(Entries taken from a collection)
________

PR #2998, opened 2020-02-19
Czar movementspeed adjustment

TurinturambarFAF:
changes czar movespeed back to 8


speed2CZ:
CZAR isnt broken, so changing the move speed can't be really considered as a fix. You should use that as the title of the commit, so something like: Adjust CZAR movement speed or even better: Decrease CZAR movement speed

Else the commit history will be impossible to read. The commit names should be always as descriptive as possible.

PR #3000, opened 2020-02-20
OC changes and tweaks

Petricpwnz:
oc kills mobile shield gen if it depleets it (only one, overspilled ones live)
vet counted, no reclaim left

DMG to e ratio changed to 1/3. Exponential increase in e cost for dmg made sense with very high dmg cap but then we had to change it to a 15k dmg cap due to oc scus or smh so im changing it, might be rebalanced to 3.5-4/1. 3/1 is almost the same in numbers as it is rn but easier to predict and much easier to edit. Min dmg changed to 1666 to keep the min e drain of 5k per oc.


lua/sim/DefaultProjectiles.lua
```diff
@@ -397,6 +398,7 @@ OverchargeProjectile = Class() {
                         idealDamage = data.minDamage
                     else
                         idealDamage = targetEntity.MyShield:GetMaxHealth()
+                        killShieldGenOnImpact = true
```
Strogoo: This also includes fatboys and buble sacus. Add new category to units blueprints which should die to OC and then check for it here.

Also since we do some other category checks in this code, you better put 
`targetCats = targetEntity:GetBlueprint().CategoriesHash` 
at line 394 and then use

```
if targetCats.CATNAME then
        killShieldGenOnImpact = true
```

Also line 397 `if EntityCategoryContains(categories.STRUCTURE, targetEntity)` to `if targetCats.STRUCTURE`
and line  408 `if EntityCategoryContains(categories.COMMAND, targetEntity)` to `if targetCats.COMMAND`

PR #3002, opened 2020-02-23
remove dragbuild from sensors/e storage

shalkya:
- all sonars
- all radars
- all stealth field structures
- all e storage

philip seems to be against the e storage. I still feels it promotes better gameplay and also make life a little bit easier for good players. I'll let you argue against or for it.

### DIFF
--- a/units/UAB1105/UAB1105_unit.bp
+++ b/units/UAB1105/UAB1105_unit.bp
@@ -35,7 +35,6 @@ UnitBlueprint {
         'ECONOMIC',
         'TECH1',
         'ENERGYSTORAGE',
-        'DRAGBUILD',
         'SIZE4',
         'VISIBLETORECON',
         'RECLAIMABLE',
--- a/units/UAB1105/UAB1105_unit.bp
+++ b/units/UAB1105/UAB1105_unit.bp
@@ -35,6 +35,7 @@ UnitBlueprint {
         'ECONOMIC',
         'TECH1',
         'ENERGYSTORAGE',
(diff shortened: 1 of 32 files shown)


speed2CZ:
Im also against storage

Uveso:
Removing dragbuild makes sense on buildings like radar, sonar etc.
2 Radar on the same spot are useless. I agree on that.

But this is not the case for storage buildings.
Sometimes you need drag build in case you want to maximise adjacency bonus.

shalkya:
" Sometimes you need drag build in case you want to maximise adjacency bonus."
well that's bad practice nearly all the time though. You shouldn't build e storage for adjacency bonus. Only thing is saw before is air player building some line of e storage in their back base for having some storage for aircraft production. So for this case i think i won't remove the drag build for e storage. although i think removing it would add annoyance to lower the number of noob building storages near their hydro and T3 pgen.

Btw didn't say that before i also added the soothsayer to that list.

JaggedAppliance:
I'm also against removing it from e storage.

Uveso:
@shalkya 
maybe its a bad behavior but i am using dragbuild in every game.
So please don't remove this features from the game while i am using it.

Have in mind i play mostly against AIs.
That means i am mostly turteling and my e-storage is perfectly safe
even when i drag build them through my whole base :)

shalkya:
yes i'm going to update the PR when i find some time

speed2CZ:
And I do it to show dominance

PR #3243, opened 2020-12-30
Set rebuild progress based on ratio of mass to max possible wreckage mass

### LINKED ISSUE #3095: wreck half built unit
after 50% completion, a building will leave a wreck if you ctrl k it. If it get killed while being built, the unit will automatically rebuild it.

But there is several issues :
1st : if there is no one constructing the building, then when it get kill it won't leave any wreck.
2nd : if a unit rebuild on top of a wreck of an unfinished building, whatever the amount of mass left in the wreck you will rebuild it at 50% (if you didn't reclaim part of the wreck)

Expected behaviour : 
1st : it should spawn a wreck
2nd : the new building, should be at 50% of the completion state of the old building. If the wreck took damage, the new building completion state should be lowered proportionally, the same way it works when you rebuild on a half reclaimed wreck.

Sheikah45:
Fixes #3095 

This sets the rebuild progress from a wreck proportionally to the amount of mass left in the wreck compared to the buildCost*wreckageMult.

This has to retrieve the unit blueprint first to calculate the max wreckage mass for the unit. This could be avoided if overkill damaged the wreck rather than just changing the initial mass value.

Additionally this sets the maximum rebuild progress after ctrl king a building to 45% from 50% due to the difference in intial reclaim left vs the buildCost*wreckageMult.

### DIFF
--- a/lua/sim/Unit.lua
+++ b/lua/sim/Unit.lua
@@ -2500,8 +2500,8 @@ Unit = Class(moho.unit_methods) {
             for _, p in props do
                 local pos = p.CachePosition
                 if p.IsWreckage and p.AssociatedBP == bpid and upos[1] == pos[1] and upos[3] == pos[3] then
-                    local bp = unit:GetBlueprint();
-                    local MaxMassReclaim = bp.Economy.BuildCostMass * (bp.Wreckage.MassMult or 0);
+                    local bp = unit:GetBlueprint()
+                    local MaxMassReclaim = bp.Economy.BuildCostMass * (bp.Wreckage.MassMult or 0)
                     local progress = (p.ReclaimLeft * p.MaxMassReclaim) / MaxMassReclaim * 0.5
                     -- Set health according to how much is left of the wreck
                     unit:SetHealth(self, unit:GetMaxHealth() * progress)
--- a/lua/sim/Unit.lua
+++ b/lua/sim/Unit.lua
@@ -2501,10 +2501,12 @@ Unit = Class(moho.unit_methods) {
                 local pos = p.CachePosition
                 if p.IsWreckage and p.AssociatedBP == bpid and upos[1] == pos[1] and upos[3] == pos[3] then
                     local bp = unit:GetBlueprint()
-                    local MaxMassReclaim = bp.Economy.BuildCostMass * (bp.Wreckage.MassMult or 0)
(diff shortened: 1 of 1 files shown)


lua/sim/Unit.lua
```diff
@@ -2500,7 +2500,9 @@ Unit = Class(moho.unit_methods) {
             for _, p in props do
                 local pos = p.CachePosition
                 if p.IsWreckage and p.AssociatedBP == bpid and upos[1] == pos[1] and upos[3] == pos[3] then
-                    local progress = p:GetFractionComplete() * 0.5
+                    local bp = unit:GetBlueprint();
+                    local MaxMassReclaim = bp.Economy.BuildCostMass * (bp.Wreckage.MassMult or 0);
```
shalkya, line 2504: there is no ; in lua

shalkya (changes requested):

lua/sim/Unit.lua
Sheikah45: whoops, habit

lua/sim/Unit.lua
```diff
@@ -2500,7 +2500,9 @@ Unit = Class(moho.unit_methods) {
             for _, p in props do
                 local pos = p.CachePosition
                 if p.IsWreckage and p.AssociatedBP == bpid and upos[1] == pos[1] and upos[3] == pos[3] then
-                    local progress = p:GetFractionComplete() * 0.5
+                    local bp = unit:GetBlueprint()
+                    local MaxMassReclaim = bp.Economy.BuildCostMass * (bp.Wreckage.MassMult or 0)
+                    local progress = (p.ReclaimLeft * p.MaxMassReclaim) / MaxMassReclaim * 0.5
```
Crotalus, line 2505: MaxMassReclaim could be 0 so need to add check for division by zero here,

Sheikah45: Added a check

Sheikah45:
As a note this also would change the rate for structures in water since they have halved mass anyway although this could be accounted for if desired

shalkya:
alright so i tested, this fix the main issue of rebuilding at 50% is fixed. It doesn't fix the issue of requiring to have a unit building the construction while it get killed in order to get the wreck.
As for water building, i would be up to take it with balance team, to not lower the mass if they get killed.

Sheikah45:
I will look into it not leaving a wreck if not being built

PR #3245, opened 2021-01-07
Fix problem with Sorian game result logic.

relent0r:
When SorianAI was migrated to faf an error was made in the if statements related to the game status Result. The original code used `if not v:IsDefeated then`, when it was migrated to faf the following was used.
`if not v.Result == "Defeat" then`
This never returns true.
I have corrected it to 
`if v.Result ~= "Defeat" then`
across the instances within the sorian builder/strategy conditions and one of its platoon function.

p.s not sure why it wanted to recommit my previous change again. maybe because I modified the platoon.lua again.

If you want to validate the above you can simply test it in lua with the following, only the second if will return true.
```
v = {}
v.Result = nil

if not v.Result == "Defeat" then
    print('not result is true')
end

if v.Result ~= "Defeat" then
    print('~= result is true')
end
```

### DIFF
--- a/lua/AI/AIBuilders/SorianStrategyBuilders.lua
+++ b/lua/AI/AIBuilders/SorianStrategyBuilders.lua
@@ -867,9 +867,9 @@ BuilderGroup {
             local enemies = 0
             local allies = 0
             for k,v in ArmyBrains do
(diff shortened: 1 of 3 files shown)


relent0r:
Closing to to another PR being included. Will resubmit with only this change included.

PR #3247, opened 2021-01-08
Replaced getsize & getn to empty

KionX:
Replaced ~300 calls.
Tests show a ~ +1 increase in Sim speed, ~ +2 in a game with AI.
+In the new exe, these functions are optimized.


shalkya:
i can't evaluate/review/test all those changes. It will require real game testing to spot if any issue appear. At least it doesn't crash the game from the start.

Garanas:
How was this tested?

And did you check if it does not interfere with this definition: https://github.com/FAForever/fa/pull/3184

KionX:
Executable use the same one that is shipped with the client
This uses #3184

Garanas:
And how did you test the performance gain?

KionX:
By eye by sim speed. And I don't remember the details anymore.

PR #3248, opened 2021-01-13
Fix Tooltip for Experimental Transporter

Uveso:
Some mods provide Experimental Trasnporter and the ability function only checks for Tech1-3 units.
Experimental Transporters will trigger an error.

Also the description for transportcapacity only has estimated values so we need to add a helper variable.

---

Added Class1Capacity to all transporter blueprints to set the real transportcapacity

Unit ura0104 (Air Transport) Added missing transport capacity variable (Class1Capacity = 10,)
Unit xsa0104 (Air Transport) Added missing transport capacity variable (Class1Capacity = 16,)
Unit xsa0107 (Light Air Transport) Added missing transport capacity variable (Class1Capacity = 8,)
Unit ura0107 (Light Air Transport) Added missing transport capacity variable (Class1Capacity = 6,)
Unit xea0306 (Heavy Air Transport) Added missing transport capacity variable (Class1Capacity = 28,)
Unit uea0104 (Air Transport) Added missing transport capacity variable (Class1Capacity = 14,)
Unit uaa0104 (Air Transport) Added missing transport capacity variable (Class1Capacity = 12,)
Unit uaa0107 (Light Air Transport) Added missing transport capacity variable (Class1Capacity = 6,)
Unit uea0107 (Light Air Transport) Added missing transport capacity variable (Class1Capacity = 6,)
Unit uea0203 (Gunship) Added missing transport capacity variable (Class1Capacity = 1,)

### DIFF
--- a/lua/ui/game/unitviewDetail.lua
+++ b/lua/ui/game/unitviewDetail.lua
@@ -366,16 +366,11 @@ GetAbilityDesc = {
     end,]]
     ability_transport = function(bp)
         local text = LOC('<LOC uvd_Capacity>')
-        if bp.CategoriesHash.TECH1 then
-            return text..'≈6'
-        end
-        if bp.CategoriesHash.TECH2 then
-            return text..'≈12'
-        end
-        if bp.CategoriesHash.TECH3 then
-            return text..'≈28'
-        end
-        return ''
+        return bp.Transport and bp.Transport.Class1Capacity and text..bp.Transport.Class1Capacity
+            or bp.CategoriesHash.TECH1 and text..'≈6'
+            or bp.CategoriesHash.TECH2 and text..'≈12'
+            or bp.CategoriesHash.TECH3 and text..'≈28'
+            or ''
     end,
     ability_airstaging = function(bp)
         return LOCF('<LOC uvd_RepairRate>', bp.Transport.RepairRate)..', '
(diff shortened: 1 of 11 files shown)


lua/ui/game/unitviewDetail.lua
```diff
@@ -375,6 +375,9 @@ GetAbilityDesc = {
         if bp.CategoriesHash.TECH3 then
             return text..'≈28'
         end
+        if bp.CategoriesHash.EXPERIMENTAL then
+            return text..'≈28'
+        end
```
KionX, line 380: I think this should be done as single line
return text..'--'

Uveso: Yes good idea.
I checked some Experimental Transporter and they can somsometimes only transprot 20 units.
And maybe we have units without a techlevel category.

The-Balthazar:
An alternative fix which opens options for better UI information would be to change the function to:
```lua
ability_transport = function(bp)
    local text = LOC('<LOC uvd_Capacity>')
    return bp.Transport and bp.Transport.Class1Capacity and text..bp.Transport.Class1Capacity or bp.CategoriesHash.TECH1 and text..'≈6' or bp.CategoriesHash.TECH2 and text..'≈12' or bp.CategoriesHash.TECH3 and text..'≈28' or ''
end
```
This will allow the vanilla transports to have the values defined in the blueprints, and will also allow mod makers to specify the capacity value for custom units and also maintains the undefined fix for undefined transports.

The estimated values could also be removed if/when/in-anticipation-of all the vanilla transports have(ng) that field defined.

Uveso:
@The-Balthazar 

Thanks for posting this here.
I did some test and its working.
Will change the PR in a second ;)

shalkya:
tested

PR #3258, opened 2021-02-28
Add and Update Loading Tooltips

MrRowey:


loc/US/strings_db.lua
```diff
@@ -7731,6 +7731,7 @@ loadingtip_0040="Stealth only hides units from radar, cloak only from vision"
 loadingtip_0041="Veterancy is based on the mass value of the killed unit and how much damage a unit dealt to it"
 loadingtip_0042="To kill with a single overcharge, you need 1 energy storage for T1 units, up to 2 for T2, and up to 6 for T3"
 loadingtip_0043="To see stealthed underwater units you need water vision or omni"
+loadingtip_0044="Overcharge will drain a maximum of 90% of stored energy"
```
FemtoZetta, line 7734: It won't when you only have 5k, then it will drain everything.

loc/US/strings_db.lua
```diff
@@ -7722,7 +7722,7 @@ loadingtip_0031="Patrol and Attack-Move have the same functionality, but Patrol
 loadingtip_0032="Use T1 Mobile Artillery to kill T1 Point Defenses"
 loadingtip_0033="Power Generators adjacent to Static Artilleries will increase their rate of fire"
 loadingtip_0034="Engineers are more efficient for build power than Engineering Stations"
-loadingtip_0035="Overcharge can deal up to 15,000 damage to a unit, requiring around 49k energy capacity"
+loadingtip_0035="Overcharge can deal up to 15,000 damage to a unit, requiring 60k energy "
```
FemtoZetta, line 7725: I think it's nice to keep the info about how much storage you need here, instead of just how much energy it will drain. Because storage is the more important information. I would keep the same wording as before and just change the amount to 67k.

FemtoZetta (changes requested):
You also need to add the changes to the "loadingtips.lua" file.

loc/US/strings_db.lua
MrRowey: Not sure i follow as this is not about storage it about how much energy it cost to deal up to 15k damage. as well as the Patchnote for the cange stats 60k E and would be more confusing with it saying 67k

MrRowey:
#3259 added to loadingtips.lua

shalkya:
i already merged the first part in #3273
i would prefer if you combine the changes in #3259 in here also, to keep it in 1 PR.
I also asked the balance team, if the specific behaviour at 5k e is normal or a bug.

Uveso:
oops
i viewed and commented Update loadingtips.lua #3259 right now. 

Well, yes make 1 PR please :)

PR #3259, opened 2021-03-02
Update loadingtips.lua

MrRowey:
Update LoadingTip_35 and added a LoadingTip_44

### DIFF
--- a/lua/ui/help/loadingtips.lua
+++ b/lua/ui/help/loadingtips.lua
@@ -34,7 +34,7 @@ Tips = {
     "<LOC loadingtip_0032>Use T1 Mobile Artillery to kill T1 Point Defenses",
     "<LOC loadingtip_0033>Power Generators adjacent to Static Artilleries will increase their rate of fire",
     "<LOC loadingtip_0034>Engineers are more efficient for build power than Engineering Stations",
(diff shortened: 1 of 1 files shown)


Uveso:
loadingtip_0035 still displays: "Overcharge can deal up to 15,000 damage to a unit, requiring around 49k energy capacity"
must be also changed here:
https://github.com/FAForever/fa/blob/deploy/fafdevelop/loc/US/strings_db.lua#L7726

Also all other language files are not changed for loadingtip_0035
(If you just change a text then this will never be translated because no one will find this.)

In this case you only need to change the numbers.
If you can't translate something then better remove the translation tag completely from the language file.
Missing tags can be found easily.

loadingtip_0044 has no translation text at all.

Can you fix it or do you need help ?

FemtoZetta:
I believe [this PR](https://github.com/FAForever/fa/pull/3273/files) already fixed the issue from this one here.

Uveso:
@FemtoZetta 

Yes i read another PR after this one here: #3258
Looks like this is only one part of 3 PRs. 

I let this open until its fixed on the other PR.

Garanas:
Can this PR close? I'm not sure whether there is a duplicate PR going on here.

PR #3268, opened 2021-03-21
Improve readability/fix style consistency by adding spaces after titles

Melanol:


speed2CZ:
Those are not titles but localization tags (everything inside <>) so when the code encounters a string with this tag, it will try to use the string of the currently selected language from strings.lua file in LOC folder. If the string isnt in that file it will use the text from this file as a fallback text. Starting right after the > symbol. So there should not be a space after it.

Melanol:
If there should not be a space, how come 95% of the lines have it?

speed2CZ:
Dont know, anyway its gonna use the strings from this file (if you have the game in english) https://github.com/FAForever/fa/blob/deploy/fafdevelop/loc/US/strings_db.lua

KionX:
Spaces are not needed.

shalkya:
It doesn't impact the game, as the other said.
But i guess we can merge it in for "code" readability/consistency.

Uveso:
Stings from this file are changed with the stings from the localisation file.

As example; Unit_Description_0004 is (also for english) translated here:
https://github.com/FAForever/fa/blob/deploy/fafdevelop/loc/US/strings_db.lua#L1429

The text here with space at start will be replaced with the text from US/strings_db.lua line 1429
without the leading space.

So you will never see any text change from this PR, this file here stores only the backup text in case the localisation is missing.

________

WHAT YOU WILL DO
Which lines above include "since"? Show each of them by copying it.

TASK ANSWER
Also since we do some other category checks in this code, you better put 
As a note this also would change the rate for structures in water since they have halved mass anyway although this could be accounted for if desired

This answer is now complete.